[Opening Record excerpts section]
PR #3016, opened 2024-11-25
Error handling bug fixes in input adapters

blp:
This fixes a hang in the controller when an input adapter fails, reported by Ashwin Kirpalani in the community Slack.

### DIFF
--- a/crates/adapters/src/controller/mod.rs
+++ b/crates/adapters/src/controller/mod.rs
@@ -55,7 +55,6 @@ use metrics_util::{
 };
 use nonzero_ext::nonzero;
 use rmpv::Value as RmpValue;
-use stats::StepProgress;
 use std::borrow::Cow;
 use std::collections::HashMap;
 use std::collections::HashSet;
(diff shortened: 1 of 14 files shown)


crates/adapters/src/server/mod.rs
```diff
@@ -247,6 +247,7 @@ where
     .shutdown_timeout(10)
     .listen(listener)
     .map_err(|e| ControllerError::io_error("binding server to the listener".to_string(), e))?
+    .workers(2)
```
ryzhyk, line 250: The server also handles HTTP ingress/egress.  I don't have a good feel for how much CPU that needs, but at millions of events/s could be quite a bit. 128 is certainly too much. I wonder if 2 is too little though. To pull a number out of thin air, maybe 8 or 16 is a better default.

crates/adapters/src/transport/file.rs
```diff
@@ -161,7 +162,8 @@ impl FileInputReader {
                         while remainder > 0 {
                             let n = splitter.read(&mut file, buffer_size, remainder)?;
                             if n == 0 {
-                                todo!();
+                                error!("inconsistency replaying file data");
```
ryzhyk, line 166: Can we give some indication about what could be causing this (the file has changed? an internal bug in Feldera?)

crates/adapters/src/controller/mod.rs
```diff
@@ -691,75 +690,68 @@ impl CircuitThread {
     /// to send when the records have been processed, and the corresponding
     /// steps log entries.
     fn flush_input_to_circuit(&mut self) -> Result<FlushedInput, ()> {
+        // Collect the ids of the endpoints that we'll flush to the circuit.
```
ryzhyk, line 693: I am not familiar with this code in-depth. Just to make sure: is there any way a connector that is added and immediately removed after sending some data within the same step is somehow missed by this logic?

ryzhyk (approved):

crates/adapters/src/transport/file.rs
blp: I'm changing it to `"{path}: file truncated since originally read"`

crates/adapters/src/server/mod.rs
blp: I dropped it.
[Closing Record excerpts section]
* [The problem] Word for word, return all of the records.

* [Solution for this exercise]
PR #3016, opened 2024-11-25
Error handling bug fixes in input adapters

blp:
This fixes a hang in the controller when an input adapter fails, reported by Ashwin Kirpalani in the community Slack.

### DIFF
--- a/crates/adapters/src/controller/mod.rs
+++ b/crates/adapters/src/controller/mod.rs
@@ -55,7 +55,6 @@ use metrics_util::{
 };
 use nonzero_ext::nonzero;
 use rmpv::Value as RmpValue;
-use stats::StepProgress;
 use std::borrow::Cow;
 use std::collections::HashMap;
 use std::collections::HashSet;
(diff shortened: 1 of 14 files shown)


crates/adapters/src/server/mod.rs
```diff
@@ -247,6 +247,7 @@ where
     .shutdown_timeout(10)
     .listen(listener)
     .map_err(|e| ControllerError::io_error("binding server to the listener".to_string(), e))?
+    .workers(2)
```
ryzhyk, line 250: The server also handles HTTP ingress/egress.  I don't have a good feel for how much CPU that needs, but at millions of events/s could be quite a bit. 128 is certainly too much. I wonder if 2 is too little though. To pull a number out of thin air, maybe 8 or 16 is a better default.

crates/adapters/src/transport/file.rs
```diff
@@ -161,7 +162,8 @@ impl FileInputReader {
                         while remainder > 0 {
                             let n = splitter.read(&mut file, buffer_size, remainder)?;
                             if n == 0 {
-                                todo!();
+                                error!("inconsistency replaying file data");
```
ryzhyk, line 166: Can we give some indication about what could be causing this (the file has changed? an internal bug in Feldera?)

crates/adapters/src/controller/mod.rs
```diff
@@ -691,75 +690,68 @@ impl CircuitThread {
     /// to send when the records have been processed, and the corresponding
     /// steps log entries.
     fn flush_input_to_circuit(&mut self) -> Result<FlushedInput, ()> {
+        // Collect the ids of the endpoints that we'll flush to the circuit.
```
ryzhyk, line 693: I am not familiar with this code in-depth. Just to make sure: is there any way a connector that is added and immediately removed after sending some data within the same step is somehow missed by this logic?

ryzhyk (approved):

crates/adapters/src/transport/file.rs
blp: I'm changing it to `"{path}: file truncated since originally read"`

crates/adapters/src/server/mod.rs
blp: I dropped it.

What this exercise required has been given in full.